Other than the glucose-lowering property as initially designed, SGLT2 inhibitors show profound "off-target" but beneficial cardiorenal-protective effects, promoting mechanism investigations and theories. The Na/K-ATPase is the driving force for the reabsorption of Na+ and glucose as the primary ion transporter, also affects other cellular processes as a signal transducer. Compared with SGLT2 inhibitor's beneficial effects, the Na/K-ATPase and its signaling function exert some similar effects mainly through the kidney, such as natriuresis, blood pressure-lowering, and through the heart, such as reduction of cardiac hypertrophy and fibrosis.

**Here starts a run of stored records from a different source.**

PR #336, opened 2022-02-04
Several improvements

sophokles73:
- Updated Infinispan configuration schema to version 13
- Use in-memory data store for embedded cache in Command Router instead
of file-store based cache (which does not work with network file system
anyway)
- Added support for explicitly configuring cache usage in Command Router
- Made information output after successful deployment more specific to
the security configuration used with example Kafka cluster

### DIFF
--- a/charts/hono/values.yaml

Even though the Na/K-ATPase signaling-mediated oxidant amplification loop was established in RPTs, the similarity of the Na/K-ATPase signaling cascades in both cardiac myocytes and renal proximal tubule cells suggests that this amplification loop might be shared in both cell types. For example, Ouabain-induced endocytosis of the Na/K-ATPase was first observed in HeLa cells, chick embryo heart cells, and Girardi heart cells (Aiton et al. 1981; Algharably et al. 1986; Cook 1982; Lamb and McCall 1971; Lamb and Ogden 1982). Since the signaling function of the Na/K-ATPase is redox-sensitive, a balanced ROS environment would be more beneficial. The possibility that the Na/K-ATPase and its signaling affect SGLT2 function, and vice versa, worth exploring.